Diduga kelompok ini juga terlibat dalam masuknya sejumlah warga negara India beberapa waktu lalu.

Anggota Komisi IX DPR RI Netty Prasetiyani Aher menilai terbongkarnya kasus persekongkolan menghindari karantina hanya kebetulan, sebab kabar warga negara India yang ketahuan masuk Indonesia memang sedang ramai dibicarakan. Ia pun menuntut seluruh petugas yang memiliki wewenang terkait karantina diperiksa agar masalah ini terbongkar sampai ke akarnya.

"Kita tidak ingin kasus ini berhenti hanya di tersangka saja, tapi harus sampai mengungkap seluruh jaringan mafia karantina kesehatan. Jangan sampai terulang lagi," katanya, Kamis (28/4/2021).

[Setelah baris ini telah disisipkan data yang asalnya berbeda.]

PR #2391, opened 2023-08-24
Permit brackets in config values

tobylane:
- A config value with brackets will be saved, but can't be loaded. This looks for [] and uses [=[ ]=] to contain the whole value. eg A music folder ending [2023], or player name with [].

### DIFF
--- a/CorsixTH/Lua/app.lua
+++ b/CorsixTH/Lua/app.lua
@@ -945,13 +945,8 @@ function App:saveConfig()
           -- replace the line, if needed
           handled_ids[identifier] = true
           if value ~= tostring(self.config[identifier]) then
-            local new_value = self.config[identifier]
-            if type(new_value) == "string" then
-              new_value = string.format("[[%s]]", new_value)
-            else
-              new_value = tostring(new_value)
-            end
-            lines[#lines] = string.format("%s = %s", identifier, new_value)
+            lines[#lines] = string.format("%s = %s", identifier,
+                serialize(self.config[identifier], { long_bracket_level_start = 1 } ))
           end
         end
       end
--- a/CorsixTH/Lua/utility.lua
+++ b/CorsixTH/Lua/utility.lua
@@ -311,8 +311,8 @@ function array_join(array, separator)
   return result
 end
 
-local function serialize_string(val)
-  local level = 0
+local function serialize_string(val, options)
+  local level = options and options.long_bracket_level_start or 0
   while string.find(val, ']' .. string.rep('=', level) .. ']') do
     level = level + 1
   end
@@ -391,12 +391,14 @@ end
 --!param options Option settings, table, 'detect_cycles' field boolean that
 --  ends recursion on a cycle, and 'max_depth' integer that ends recursion at the
 --  specified depth. By default initialized with "{detect_cycles = True}"
+--  'long_bracket_level_start' field integer that sets the starting long bracket level for escaping strings.
+--  If not set, level zero is used.
 --!param depth Recursion depth, should be omitted.
 --!param pt_reflist Seen nodes, should be omitted.
 --!return The seralized output.
 function serialize(val, options, depth, pt_reflist)
   if type(val) == "string" then
-    return serialize_string(val)
+    return serialize_string(val, options)
   elseif type(val) == "table" then
     return serialize_table(val, options, depth, pt_reflist)
   else


Alberth289346:
Try String `]=])[=[`.

While you can rewrite for specific forms that you have in mind easily, you cannot easily cover everything that is possible, at least not without writing a full Lua parser. Simple string matching is simply not powerful enough to catch everything.

For a robust solution there are in general two ways out
- Find a library that properly escapes strings that look like valid or invalid Lua. I don't know if it exists at all. If it does and is any good, it will beat any home-made solution.
- Give up on the idea that the config file must be a Lua-parseable file, use a well-defined text-oriented format instead.
  - INI format is not difficult if you handle or forbid some "weird" strings
  - a line-oriented format `name = value` (ie INI without heading). Properties file are a generalization of this.
  - Use a library to get  a "heavier" format from JSON to XML. Many formats exist, many are not very friendly for manual editing of the file.
  - I am sure I am not complete.

tobylane:
I considered a whitelist, but that would be impossible to internationalise. This fixes a real world problem, rather than everything that could be written to cause issues. Would the issue turn up whenever the string is brought, eg from an .ini, into Lua?

Alberth289346:
> Would the issue turn up whenever the string is brought, eg from an .ini, into Lua?

If you write a good INI parser, it wouldn't.

Longer explanation:  
At the disk, all files are just sequences of bytes. The file data itself has no idea what it represents, we however attach meaning to the bytes by considering files to be of some "kind", and loading different kinds of files into different programs. Eq a PDF file is loaded into a PDF viewer, a Lua file is loaded into a Lua interpreter, and so on.  

In the above, "loading" is more than just grabbing the bytes from the disk and putting them in memory. In addition the file is "parsed". A parser is basically a function that converts the byte sequence from the file into [[ assuming a Lua environment here ]] a collection of tables, strings, numbers, etc such that its data can be easily processed by other code.

Different parser functions have different rules that they use for the conversion process. For example a `.txt` file parser groups bytes between `\n` characters, converts each byte in a group to a character [[ assuming ASCII here ]] , merges all characters of a group into a string, and collects all strings into an array. The result of that parser is thus an array of string as you would expect when you think a file to be a text file.  
A PDF file parser or a Lua parser or a EXE parser all have different more complicated rules. As a result, while they all start from a sequence of bytes as input, their results are hugely different.

What we are doing with the config file is that in the past is that we defined that we want to use the Lua parser rules to convert the configuration file from the disk into data usable by the CTH program. That means for **creating a configuration file**, we must write bytes to the file such that they get parsed in the way we want using Lua parsing rules, when in the future that file is loaded again.  
For simple identifier-like names and values this is not difficult. Lua parser conversion rules regarding such characters are quite simple. However when you want to extend beyond such simple names/values, other rules in the Lua parser suddenly apply, and before you know it, the result given to you by the Lua parser are not strings and simple values any more (since the Lua parser is capable of producing many other tables/strings/number collections).  
If you want to avoid that from happening, you basically have to "work around" all Lua parsing rules, and due to the complexity of the Lua parser rules that runs out of hand pretty quickly. (To succeed in all cases, you have to take all Lua parsing rules into account while deciding what bytes to store in the file.)

The simpler alternative at that point is then to switch to a different/simpler rule set for parsing the file back into strings and values at the time of loading the file again. That is, use a different parser function (or write one, of course so you can have any rule set you want).
In other words, if you pick a different parser function that cannot produce a Lua function or a Lua class (like the Lua parser can), you obviously never going to get a function call or class from that different parser function while loading the file again.

The INI file parser rules are much simpler, and thus it's much easier to ensure that data you want to store in a file is properly read back again (Less or no rules in the parser that can produce "wrong" results while reading the file back again.)

The alternative of inventing your own parser rules is also an option (and can be fun), but the disadvantage of that is that nobody knows the rules of it but you, you cannot simply refer to some Internet document and say "this is the rule set that is used". Also, there are other programs that can parse INI files, by switching to that ruleset we can use all those programs without any effort from us.

TheCycoONE:
I think toml makes some sense here as a better defined ini with libraries for lua (https://github.com/LebJe/toml.lua) or c (https://github.com/cktan/tomlc99) and c++.

Alberth289346:
TOML is also considered to be a bad language as it's too smart for its own good, so for mere humans it generates a lot of gotchas. 

An examples that I read:  List of countries `[en, nl, no, ca]`, except `no` is a boolean and not a string.

Further reading:
https://github.com/madmurphy/libconfini/wiki/An-INI-critique-of-TOML 
https://hitchdev.com/strictyaml/why-not/toml/


Arguably we don't even really need ini files today, just a list of "key = value" lines is sufficient today. However, it's commonly known, and gives us sections that may be useful tomorrow. (ie trying to avoid changing the config file format again in the future).

I can also live with the properties file format though, with multi-level keys, eg
```
graphics.dir = /....
debug = false
audio.volume = 28
audio.music_dir = /...
```
but it's less intuitive to edit that manually I think.

Alberth289346:
I guess the idea is that the semantics of a value in the configuration should depend on its key rather than the value itself, so you can have
```
debug = no
country = no
```

TheCycoONE:
I think we can stick with lua with the bracket fix. No one has complained except us.

TheCycoONE:
The lua serializer routines in utility should be used though and should support arbitrary brackets - i believe it already does.

tobylane:
With https://github.com/Dynodzzo/Lua_INI_Parser/blob/master/LIP.lua it is possible to switch to ini, but it loses comments and order. To keep the current write config functions, while loading it with that parser, doesn't seem good.

This uses serialize, with a change to serialize_string.

Alberth289346:
First things first, I am not sure you get the suggestion by TheCycoONE. That suggests to keep the current implementation but use our `utility.serialize` function, since it's "Lua interpreter proof" apparently.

Menurutnya hal itu penting karena Indonesia tengah berupaya mencegah masuknya mutan baru Sars-Cov2 yang lebih ganas dari negara lain, yang sebetulnya juga sudah terjadi. Dalam rapat kerja bersama Komisi IX DPR RI, Senin (15/3/2021), Menteri Kesehatan Budi Gunadi Sadikin mengatakan sudah ada 6 sampel--saat ini sudah 10 sampel--yang terinfeksi virus Sars-Cov2 B.1.1.7. Sebanyak dua sampel berasal dari kedatangan luar negeri, dan empat di antaranya diduga hasil dari transmisi lokal. Empat sampel tersebut masing-masing berasal dari Sumatera Selatan, Kalimantan Selatan, Kalimantan Timur, dan Sumatera Utara.

Daftar kebobolan semakin panjang dengan kasus yang terjadi pada awal Januari lalu. Saat itu terkuak ada sindikat pemalsu surat PCR di Bandara Soekarno-Hatta. Kasus ini melibatkan 15 orang, termasuk pegawai bandara.

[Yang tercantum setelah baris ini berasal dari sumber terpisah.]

PR #2394, opened 2023-09-03
FIX Level advance is possible while owing a loan #2027

### LINKED ISSUE #2027: Level advance when owing a loan
On
corsix-th-0.64-1.fc32.x86_64

Even when owing a loan, I received an invitation to advance level. This doesn't happend on the original ThemeHospital game, which requires to pay all debts before this.

nMustaki:
*Fixes #2027*

Fix issue #2027 by ensuring loans are payed before winning is possible

- If the players has loans and the state is "win", force it to "nothing"

Disclaimer:
I cannot compile yet on my computer, so I couldn't test

PS: I remember when the project was started, and it's great to see it's still moving on :-)

### DIFF
--- a/CorsixTH/Lua/world.lua
+++ b/CorsixTH/Lua/world.lua
@@ -1463,16 +1463,24 @@ function World:checkWinningConditions(player_no)
     end
     if goal.win_value then
       local max_min = goal.max_min_win == 1 and 1 or -1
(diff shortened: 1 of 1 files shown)


lewri:
Thank you for your contributions (both PRs) :)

Belum lagi kasus-kasus penipuan lain. Pada Januari 2021, Polres Kotawaringin Timur, Kalimantan Tengah, menangkap tiga pria pemalsu surat rapid tes. Lalu di Surabaya, polisi membongkar sindikat pemalsu surat tes rapid kepada penumpang kapal seharga Rp100 ribu. Di Jember, penjual surat keterangan rapid test antibodi dan antigen palsu adalah seorang mahasiswa berusia 24 tahun.

Epidemiolog dari Fakultas Kesehatan Masyarakat Universitas Indonesia Pandu Riono mengatakan pada dasarnya skrining pelaku perjalanan bisa berdampak positif jika dilakukan dengan benar. Namun, dengan banyaknya kasus seperti saat ini, maka tes tersebut menjadi tak ada artinya dan hanya menjadi ajang bisnis petugas di tingkat pusat hingga lapangan. Pandu mencontohkan penggunaan alat tes Genose yang tak memiliki bukti sahih mampu mendeteksi virus COVID-19.

"Harus kita tinjau ulang semua. Apakah skrining itu diperlukan? Karena itu hanya akan membebani dan tidak akan mencegah penularan," kata Pandu kepada reporter Tirto, Kamis.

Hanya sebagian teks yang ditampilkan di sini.